# Grace according to the Council of Trent



## yeutter (Jun 19, 2022)

What does the Church of Rome teach about Grace?
According to Church of England theologian, *Dr Rohintan Mody, NT Lecturer, formerly of Evangelical Theological College of Asia, Singapore, *who I believe is now back in England. '_In Catholic theological view, “grace” as a substance to be imparted and infused into the human by God. It means an ontological change in the person. Grace merely adds to the work of God in creation_." 
Thus Roh Mody seems to being saying, that for Roman Catholics, Grace is substantive addition to what man has from creation, that was made defective by the fall.
Is Professor Mody correct in his understanding of the teaching of the Church of Rome.
I am reluctant to attempt to expound either St. Thomas Aquinas' view of grace, or whether and to what degree the Council of Trent's view of grace agrees with Aquinas.
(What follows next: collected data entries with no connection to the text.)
PR #10219, opened 2021-03-10
CB-10577: Removed medium duty and loadbalancer entitlement checks for AWS.

sxxgrc:
Jira: https://jira.cloudera.com/browse/CB-10577

This is meant to remove the check for the CDP_MEDIUM_DUTY_SDX and CDP_DATA_LAKE_LOAD_BALANCER entitlements during the datalake provisioning process if the cloud provider is AWS, it still checks for these entitlements otherwise.

Specifically, this will result in all AWS datalake provisions being set up with an accompanying loadbalancer, and globally enable medium duty setups for everyone.

I went through and added some unit tests to make sure this is working as expected.

### DIFF
--- a/datalake/src/main/java/com/sequenceiq/datalake/service/sdx/SdxService.java
+++ b/datalake/src/main/java/com/sequenceiq/datalake/service/sdx/SdxService.java
@@ -539,9 +539,10 @@ public class SdxService implements ResourceIdProvider, ResourceCrnAndNameProvide
         ValidationResultBuilder validationBuilder = new ValidationResultBuilder();
         if (SdxClusterShape.MEDIUM_DUTY_HA.equals(sdxClusterRequest.getClusterShape())) {
             boolean mediumDutySdxEntitlementEnabled = entitlementService.mediumDutySdxEnabled(Crn.safeFromString(environment.getCreator()).getAccountId());
-            if (!mediumDutySdxEntitlementEnabled) {
-                validationBuilder.error("Provisioning a medium duty data lake cluster is not enabled for this account. " +
-                        "Contact Cloudera support to enable CDP_MEDIUM_DUTY_SDX entitlement for the account.");
+            boolean entitlementRequiredForCloudProvider = isMediumDutyEntitlementRequiredForCloudProvider(environment.getCloudPlatform());
+            if (!mediumDutySdxEntitlementEnabled && entitlementRequiredForCloudProvider) {
+                validationBuilder.error(String.format("Provisioning a medium duty data lake cluster is not enabled for %s. " +
+                        "Contact Cloudera support to enable CDP_MEDIUM_DUTY_SDX entitlement for the account.", environment.getCloudPlatform()));
             }
             if (!isMediumDutySdxSupported(sdxClusterRequest.getRuntime())) {
                 validationBuilder.error("Provisioning a Medium Duty SDX shape is only valid for CM version >= " + MEDIUM_DUTY_REQUIRED_VERSION +
@@ -552,6 +553,10 @@ public class SdxService implements ResourceIdProvider, ResourceCrnAndNameProvide
         if (validationResult.hasError()) {
             throw new BadRequestException(validationResult.getFormattedErrors());
         }
+    }
+
+    private boolean isMediumDutyEntitlementRequiredForCloudProvider(String cloudPlatform) {
+        return !(AWS.equalsIgnoreCase(cloudPlatform));
     }
 
     /**
--- a/datalake/src/test/java/com/sequenceiq/datalake/service/sdx/SdxServiceTest.java
+++ b/datalake/src/test/java/com/sequenceiq/datalake/service/sdx/SdxServiceTest.java
@@ -725,16 +725,57 @@ class SdxServiceTest {
     }
 
     @Test
-    void testSdxCreateMediumDutySdxNoEntitlement() throws IOException {
+    void testSdxCreateAzureMediumDutySdxNoEntitlement() throws IOException {
+        final String runtime = "7.2.7";
+        SdxClusterRequest sdxClusterRequest = createSdxClusterRequest(runtime, MEDIUM_DUTY_HA);
+        when(sdxClusterRepository.findByAccountIdAndEnvNameAndDeletedIsNull(anyString(), anyString())).thenReturn(new ArrayList<>());
+        mockEnvironmentCall(sdxClusterRequest, CloudPlatform.AZURE);
+        when(entitlementService.mediumDutySdxEnabled(anyString())).thenReturn(false);
+        BadRequestException badRequestException = assertThrows(BadRequestException.class,
+                () -> underTest.createSdx(USER_CRN, CLUSTER_NAME, sdxClusterRequest, null));
+        assertEquals(String.format("1. Provisioning a medium duty data lake cluster is not enabled for %s. ", CloudPlatform.AZURE.name()) +
+                "Contact Cloudera support to enable CDP_MEDIUM_DUTY_SDX entitlement for the account.", badRequestException.getMessage());
+    }
+
+    @Test
+    void testSdxCreateGcpMediumDutySdxNoEntitlement() throws IOException {
+        final String runtime = "7.2.7";
+        SdxClusterRequest sdxClusterRequest = createSdxClusterRequest(runtime, MEDIUM_DUTY_HA);
+        when(sdxClusterRepository.findByAccountIdAndEnvNameAndDeletedIsNull(anyString(), anyString())).thenReturn(new ArrayList<>());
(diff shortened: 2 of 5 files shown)


datalake/src/main/java/com/sequenceiq/datalake/service/sdx/SdxService.java
```diff
@@ -539,7 +539,7 @@ private void validateMediumDutySdxEnablement(SdxClusterRequest sdxClusterRequest
         ValidationResultBuilder validationBuilder = new ValidationResultBuilder();
         if (SdxClusterShape.MEDIUM_DUTY_HA.equals(sdxClusterRequest.getClusterShape())) {
             boolean mediumDutySdxEntitlementEnabled = entitlementService.mediumDutySdxEnabled(Crn.safeFromString(environment.getCreator()).getAccountId());
-            if (!mediumDutySdxEntitlementEnabled) {
+            if (!(AWS.equalsIgnoreCase(environment.getCloudPlatform()) || mediumDutySdxEntitlementEnabled)) {
                 validationBuilder.error("Provisioning a medium duty data lake cluster is not enabled for this account. " +
```
kmanamcheri, line 543: Update this to state that "medium duty data lake cluster on **Azure** is not enabled"

datalake/src/main/java/com/sequenceiq/datalake/service/sdx/SdxService.java
```diff
@@ -539,7 +539,7 @@ private void validateMediumDutySdxEnablement(SdxClusterRequest sdxClusterRequest
         ValidationResultBuilder validationBuilder = new ValidationResultBuilder();
         if (SdxClusterShape.MEDIUM_DUTY_HA.equals(sdxClusterRequest.getClusterShape())) {
             boolean mediumDutySdxEntitlementEnabled = entitlementService.mediumDutySdxEnabled(Crn.safeFromString(environment.getCreator()).getAccountId());
-            if (!mediumDutySdxEntitlementEnabled) {
+            if (!(AWS.equalsIgnoreCase(environment.getCloudPlatform()) || mediumDutySdxEntitlementEnabled)) {
```
kmanamcheri, line 542: I prefer not negating under brackets. For example, instead of saying "not (A or B)", you can say "not A and not B". They are logically equivalent. The reason is that the next time someone goes to modify this line, they might miss the brackets and might accidentally break the logic. We want to make it easy for the next person to not make accidental mistakes. 

To make this logic cleaner, do something like this

```
  boolean isAWS = AWS.equalsIgnoreCase(environment.getCloudPlatform());
  if (!isAWS && mediumDutySdxEntitlementEnabled) {
    // print error
  } 
```

The logic reads much more cleaner now: "If its not AWS and you have medium duty enabled, print the error"

datalake/src/test/java/com/sequenceiq/datalake/service/sdx/SdxServiceTest.java
```diff
@@ -729,14 +729,42 @@ void testSdxCreateMediumDutySdxNoEntitlement() throws IOException {
         final String runtime = "7.2.7";
         SdxClusterRequest sdxClusterRequest = createSdxClusterRequest(runtime, MEDIUM_DUTY_HA);
         when(sdxClusterRepository.findByAccountIdAndEnvNameAndDeletedIsNull(anyString(), anyString())).thenReturn(new ArrayList<>());
-        mockEnvironmentCall(sdxClusterRequest, CloudPlatform.AWS);
+        mockEnvironmentCall(sdxClusterRequest, CloudPlatform.AZURE);
```
kmanamcheri, line 732: Should we also test with `CloudPlatform.GCP` to ensure that the checks are done on GCP. We should make sure that the check-removal is only for AWS and for all other platforms, we will check the entitlement.

datalake/src/main/java/com/sequenceiq/datalake/service/sdx/SdxService.java
sxxgrc: Wouldn't we want to make this general for any of the cloud platforms? Would it be better to say "...medium duty data lake cluster is not enabled for this cloud platform"?

datalake/src/test/java/com/sequenceiq/datalake/service/sdx/SdxServiceTest.java
sxxgrc: Ah yeah we can test with it as well.

sxxgrc:
Made the requested changes.

datalake/src/main/java/com/sequenceiq/datalake/service/sdx/SdxService.java
hreeve-cloudera: Why don't you spit the difference, and do something like:
```
validationBuilder.error(String.format("Provisioning a medium duty data lake cluster is not enabled for %s. " +
        "Contact Cloudera support to enable CDP_MEDIUM_DUTY_SDX entitlement for the account.", environment.getCloudPlatform()));
```

environment/src/main/java/com/sequenceiq/environment/environment/service/EnvironmentLoadBalancerService.java
```diff
@@ -63,4 +63,14 @@ public void updateLoadBalancerInEnvironmentAndStacks(EnvironmentDto environmentD
                     environmentLbDto.getEndpointAccessGateway(), environmentLbDto.getEndpointGatewaySubnetIds(), userCrn);
         }
     }
+
+    private boolean isLoadBalancerEnabledForDatalake(String accountId, String cloudPlatform) {
+        return entitlementService.datalakeLoadBalancerEnabled(accountId) ||
+                isLoadBalancerEntitlementNotRequiredForCloudProvider(cloudPlatform) ||
+                entitlementService.publicEndpointAccessGatewayEnabled(accountId);
```
hreeve-cloudera, line 70: nit: It would be more efficient to have the `isLoadBalancerEntitlementNotRequiredForCloudProvider(cloudPlatform)` line be the first check, because it's a simple string compare and the cheapest operation.

datalake/src/main/java/com/sequenceiq/datalake/service/sdx/SdxService.java
```diff
@@ -539,7 +539,8 @@ private void validateMediumDutySdxEnablement(SdxClusterRequest sdxClusterRequest
         ValidationResultBuilder validationBuilder = new ValidationResultBuilder();
         if (SdxClusterShape.MEDIUM_DUTY_HA.equals(sdxClusterRequest.getClusterShape())) {
             boolean mediumDutySdxEntitlementEnabled = entitlementService.mediumDutySdxEnabled(Crn.safeFromString(environment.getCreator()).getAccountId());
-            if (!mediumDutySdxEntitlementEnabled) {
+            boolean entitlementNotRequiredForCloudProvider = isMediumDutyEntitlementNotRequiredForCloudProvider(environment.getCloudPlatform());
+            if (!mediumDutySdxEntitlementEnabled && !entitlementNotRequiredForCloudProvider) {
```
kmanamcheri, line 543: Double negative is a little confusing. Change it to `entitlementRequiredForCloudProvider` and the associated logic above

datalake/src/main/java/com/sequenceiq/datalake/service/sdx/SdxService.java
sxxgrc: Sounds good I'll do that.

datalake/src/main/java/com/sequenceiq/datalake/service/sdx/SdxService.java
```diff
@@ -539,7 +539,8 @@ private void validateMediumDutySdxEnablement(SdxClusterRequest sdxClusterRequest
         ValidationResultBuilder validationBuilder = new ValidationResultBuilder();
         if (SdxClusterShape.MEDIUM_DUTY_HA.equals(sdxClusterRequest.getClusterShape())) {
             boolean mediumDutySdxEntitlementEnabled = entitlementService.mediumDutySdxEnabled(Crn.safeFromString(environment.getCreator()).getAccountId());
-            if (!mediumDutySdxEntitlementEnabled) {
+            boolean entitlementNotRequiredForCloudProvider = isMediumDutyEntitlementNotRequiredForCloudProvider(environment.getCloudPlatform());
```
kmanamcheri, line 542: Same here. Change the function to "isMediumDutyEntitlementRequiredForCloudProvider".

Prefer using positive verbs to negative verbs.

kmanamcheri (commented):
Rerun you checkstyles before submitting.

sxxgrc:
Made the requested changes and fixed the checkstyle error.

kmanamcheri (approved):

PR #10222, opened 2021-03-10
DISTX-585 Autoscaling trigger failure should be made available in history events.

smaniraju:
Autoscaling trigger failure should be made available in history events.

### DIFF
--- a/autoscale-api/src/main/resources/messages/messages.properties
+++ b/autoscale-api/src/main/resources/messages/messages.properties
@@ -24,3 +24,5 @@ autoscale.validation.time.negative.adjustment=Schedule-Based Autoscaling Node Co
 
 autoscale.notification.history.update=Autoscaling History Updated
 autoscale.notification.config.update=Autoscaling Config Updated
+
+autoscale.trigger.failure=Autoscaling Trigger Failed. Please verify Cluster Connectivity and Environment User(s) Synchronization.
--- a/autoscale/src/main/java/com/sequenceiq/periscope/monitor/handler/UpdateFailedHandler.java
+++ b/autoscale/src/main/java/com/sequenceiq/periscope/monitor/handler/UpdateFailedHandler.java
@@ -12,10 +12,14 @@ import org.springframework.context.ApplicationListener;
 import org.springframework.stereotype.Component;
 
 import com.sequenceiq.cloudbreak.logger.MDCBuilder;
+import com.sequenceiq.cloudbreak.message.CloudbreakMessagesService;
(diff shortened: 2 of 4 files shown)


autoscale/src/main/java/com/sequenceiq/periscope/monitor/handler/UpdateFailedHandler.java
```diff
@@ -27,16 +31,20 @@
...
     private final Map<Long, Integer> updateFailures = new ConcurrentHashMap<>();
 
     @Override
     public void onApplicationEvent(UpdateFailedEvent event) {
         long autoscaleClusterId = event.getClusterId();
         Cluster cluster = clusterService.findById(autoscaleClusterId);
-        if (cluster == null) {
-            return;
-        }
         MDCBuilder.buildMdcContext(cluster);
```
smaniraju, line 46: This is a no-op block since findById throws NotFoundException if clusterId is not found.

autoscale-api/src/main/resources/messages/messages.properties
```diff
@@ -24,3 +24,5 @@ autoscale.validation.time.negative.adjustment=Schedule-Based Autoscaling Node Co
 
 autoscale.notification.history.update=Autoscaling History Updated
 autoscale.notification.config.update=Autoscaling Config Updated
+
+autoscale.trigger.failure=Autoscaling Trigger Failed. please verify Cluster Connectivity and Environment User(s) Synchronization.
```
sidseth, line 28: Super nit. s/please/Please

autoscale/src/main/java/com/sequenceiq/periscope/monitor/handler/UpdateFailedHandler.java
sidseth: Ack. Curious what happens in case the Exception is thrown.

sidseth (approved):
Looks good, except for a tiny update to the message.

autoscale-api/src/main/resources/messages/messages.properties
smaniraju: fixed

autoscale/src/main/java/com/sequenceiq/periscope/monitor/handler/UpdateFailedHandler.java
smaniraju: Exceptions thrown out of onApplicationEvent are ignored.

PR #3716, opened 2025-10-29
Add OpenCode extension

rekram1-node:

PR #3758, opened 2025-11-03
Update extension CLI sha to get Agent Servers

rtfeldman:
The previous CLI did not have access to the new Agent Servers stuff, which means that https://github.com/zed-industries/extensions/pull/3716 got published with all that metadata getting stripped out - leading to the behavior that the local dev extension works, but the official one does not. 😅 

To fix that, after landing this PR we'll need to ask the Opencode folks to bump that extension to 0.1.1 just to trigger a fresh publish with the updated CLI.

### DIFF
--- a/.github/workflows/ci.yml
+++ b/.github/workflows/ci.yml
@@ -11,7 +11,7 @@ concurrency:
   cancel-in-progress: ${{ github.ref != 'refs/heads/main' }}
 
 env:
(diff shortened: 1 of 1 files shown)


maxdeviant:
@rtfeldman We'll need to build a new version of the extension CLI, which can be done using this action:

https://github.com/zed-industries/zed/actions/workflows/publish_extension_cli.yml

And corresponding script:

https://github.com/zed-industries/zed/blob/main/script/bump-extension-cli

PR #3769, opened 2025-11-04
Add new theme One Dark Pro for Zed

hadez8877:
One Dark Pro for Zed brings the most popular Visual Studio Code theme to the Zed editor, offering a carefully crafted dark theme that enhances code readability and reduces eye strain during long coding sessions.

### Features

* **Multiple Theme Variants**: 
  * One Dark Pro (Classic)
  * One Dark Pro Darker
  * One Dark Pro Flat
  * One Dark Pro Mix
  * One Dark Pro Night Flat

### DIFF
--- a/extensions.toml
+++ b/extensions.toml
@@ -2072,7 +2072,7 @@ version = "0.0.10"
 
 [one-dark-pro-for-zed-theme]
 submodule = "extensions/one-dark-pro-for-zed-theme"
-version = "0.0.11"
+version = "0.0.12"
 
 [one-dark-pro-max]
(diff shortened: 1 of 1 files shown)


maxdeviant (changes requested):
You'll need to change your theme ID, as we don't want `zed` or `for-zed` anywhere in the theme ID, as all extensions are Zed extensions.

hadez8877:
> You'll need to change your theme ID, as we don't want `zed` or `for-zed` anywhere in the theme ID, as all extensions are Zed extensions.

But what do I name it, if I think there's already an extension called one-dark-pro?

PR #3782, opened 2025-11-06
Bump fsharp to 0.0.9

nathanjcollins:
Bumps fsharp to [0.0.9](https://github.com/nathanjcollins/zed-fsharp/compare/0.0.7...0.0.9)


nathanjcollins:
> Thanks for this!
> 
> One minor nit: Could you check whether `std::env::current_dir()` could replace your `get_extension_home` method? That would be our preferred API for that purpose and should also be more reliable than the workaround you have for that.

@MrSubidubi hey, thanks for the suggestion! I've just pushed this change now.

PR #3800, opened 2025-11-08
Add Doxygen language support

Clement-Lap:
Add doxygen extension

### DIFF
--- a/.gitmodules
+++ b/.gitmodules
@@ -866,6 +866,10 @@
 	path = extensions/dogi
 	url = https://github.com/DogukanUrker/DogiZed.git
 
+[submodule "extensions/doxygen"]
+	path = extensions/doxygen
+	url = https://github.com/Clement-Lap/doxygen-zed
+
 [submodule "extensions/dprint"]
 	path = extensions/dprint
 	url = https://github.com/panikkastudio/dprint-zed.git
--- a/extensions.toml
+++ b/extensions.toml
@@ -877,6 +877,10 @@ version = "0.1.0"
 submodule = "extensions/dogi"
 version = "1.0.4"
 
+[doxygen]
+submodule = "extensions/doxygen"
+version = "0.1.0"
+
 [dprint]
 submodule = "extensions/dprint"
 version = "0.0.1"


Clement-Lap:
Hello !
Yes, it is to inject Doxygen into C/C++ comments

Clement-Lap:
Sorry if I am making a lot of mistakes, it's my first time helping an open source project, and doing pull requests

MrSubidubi:
No worries, all good and this definitely looks good!

However, it would actually be better for this to properly work if you were to add the injections for C/C++ within Zed itself. Hence, could you remove both c and cpp from your extension and open a PR in Zed itself for the injections? This is a limitation of our current injection API (one I hope to fix sometime soonish)? Then I am more than happy to merge this, but I'd like the injections to be available upstream so that you don't have to maintain the c/cpp languages in your extensions (they would just be duplicates). Does that work for you?

Clement-Lap:
Yes seems fine to me ! Tell me if i'm wrong, but do i need to add my `doxygen` repo into `zed/crates/languages/src` ?

MrSubidubi:
Not quite - your doxygen repositors stays in an extension, but the injection queries you had to get for C and C++ go into the main repo. That way, we don't duplicate language definitions and your extension will still immediately work once your extension is installed.

MrSubidubi:
So
- add the injections to C and C++ within Zed
- remove C and C++ from your extension

and we should be good to go. Does that make sense?

MrSubidubi:
Olay, regarding https://github.com/zed-industries/zed/pull/43581/ - you'd need to add the injections upstream again without removing the existing comment injections (they can exist in parallel) and then this here would need a rebase - can you look into that/are you still interested in this? 

Also, sorry for letting this drag a bit

neohe-imer:
I will take a look at this and report back. @esthertrapadoux 

zed-industries/extensions#3800
zed-industries/extensions#4763
From #3800 review notes, it sounds like the missing piece is adding C/C++ Doxygen injections upstream in Zed without breaking existing comment injections. I’m going to focus on that

MrSubidubi:
@neohe-imer The comment in that is rather stale, at the moment we are waiting for a reply from @Clement-Lap here to decide how to move forward with this extension. I do not think any other action is needed at this time.

neohe-imer:
@MrSubidubi Got it, thanks for the update.

MrSubidubi:
Will close this as stale. Still, thank you for getting the ball rolling here!

PR #3815, opened 2025-11-10
Add RelytONE MCP server extension

YuweiXiao:
This PR adds the RelytONE MCP server extension.

Extension repository: https://github.com/YuweiXiao/zed-mcp-server-relytone.git
Extension ID: mcp-server-relytone
Version: 0.1.0

RelytONE (https://data.cloud/relytone) offers all-in-one serverless Postgres with built-in extensions for vectors, full text, analytics, GIS, and time-series workloads. It exposes an MCP endpoint through the official @relyt/mcp-server-relytone package, so this extension launches that server via npx, supplies the user’s bearer token, and lets Zed connect directly to RelytONE.

Please let me know if anything needs adjusting!


MrSubidubi (changes requested):
Thanks for this! Could you please instead use the `zed_extension_api` provided APIs for installing extensions (or are there problems with that)? 

See https://github.com/zed-extensions/mcp-server-brave-search/blob/main/src/mcp_server_brave_search.rs for an example.

PR #3834, opened 2025-11-11
Update yamura to v0.0.2

Yxmura:


Yxmura:
oh boy I'm stupid why did I find this so difficult :sob: anwyays this should work now <3

maxdeviant (approved):

PR #3846, opened 2025-11-12
Update opencode to v1.0.61

thdxr:
Updating OpenCode extension to v1.0.61

### DIFF
--- a/extensions.toml
+++ b/extensions.toml
@@ -2105,7 +2105,7 @@ version = "0.1.1"
 [opencode]
 submodule = "extensions/opencode"
 path = "packages/extensions/zed"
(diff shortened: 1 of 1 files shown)


maxdeviant:
@thdxr I updated the OpenCode to the latest version in https://github.com/zed-industries/extensions/pull/3848.

Would it be possible to update your release workflow to use a GitHub account that is able to sign the CLA? If not, I can see whether we'd be able to accept contributions that are authored by the GitHub bot account.

rekram1-node:
@maxdeviant thank you, I think i can update the action, the token i wrote it with is tied to dax but im the one managing it 

Will fix

PR #3874, opened 2025-11-14
Add ported Everforest theme

albertsko:
This PR aims to add an exact port of sainnhe's [Everforest](https://github.com/sainnhe/everforest) vim color scheme for Zed. The theme comes in regular, material, and blur variants.

We already have an Everforest theme in `zed-industries/extensions/extensions/everforest`, unfortunately it doesn't reflect the [original color palette](https://github.com/sainnhe/everforest/blob/d84d9ec896564730855c3f6705dc9a734c74a344/palette.md) accurately, while this theme does.

### DIFF
--- a/.gitmodules
+++ b/.gitmodules
@@ -822,6 +822,10 @@
 	path = extensions/everforest
 	url = https://github.com/ThomasAlban/everforest-zed.git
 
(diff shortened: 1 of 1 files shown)


albertsko:
@cla-bot check

PR #3877, opened 2025-11-14
Add Thorn theme

celioreyes:
Adding a port of Neovim's [Thorn](https://github.com/jpwol/thorn.nvim) theme


celioreyes:
@MrSubidubi updated! Let me know if that works!

PR #3889, opened 2025-11-16
Updates arkts to v0.2.0

liuyanghejerry:
This pull request updates arkts extension to 0.2.0, which integrates language server, providing more symbol semantics.

With this update, "go to definition", "find references" and "module definition" is all enabled.

### DIFF
--- a/extensions.toml
+++ b/extensions.toml
@@ -121,7 +121,7 @@ version = "0.0.1"
 
 [arkts]
 submodule = "extensions/arkts"
-version = "0.1.0"
+version = "0.2.0"
 
 [asciidoc]
 submodule = "extensions/asciidoc"


MrSubidubi:
Thanks! 

Minor note: 

Instead of

```rust
            Ok(None) => {
                download_language_server()?;
                zed::set_language_server_installation_status(
                    language_server_id,
                    &zed::LanguageServerInstallationStatus::Downloading,
                );
            }
```

I think

```rust
            Ok(None) => {
                zed::set_language_server_installation_status(
                    language_server_id,
                    &zed::LanguageServerInstallationStatus::Downloading,
                );
                download_language_server()?;
            }
```

would make more sense, but this should not block the changes here and is fine for a later patch. Thanks!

Part of the reason for my reluctance is that you can hardly find mutual agreement between the Roman Catholics themselves on this issue.
Any definition of grace that is offered has to accurately reflect what John 1:14 teaches: "And the Word was made flesh, and dwelt among us, [and we beheld his glory, the glory as of the only begotten of the Father,) *full* *of* *grace* *and* *truth*."
Does Thomas, and/or the Council of Trent, and/or the contemporary Church of Rome say that grace is a substance? One of the attributes of a substance is that it is a property-bearer. What properties does the Church of Rome teach that grace would be bearing in this instance? 








Justification: Rome & Protestants - English Churchman






www.englishchurchman.com


----------



## RamistThomist (Jun 19, 2022)

That’s more or less correct


----------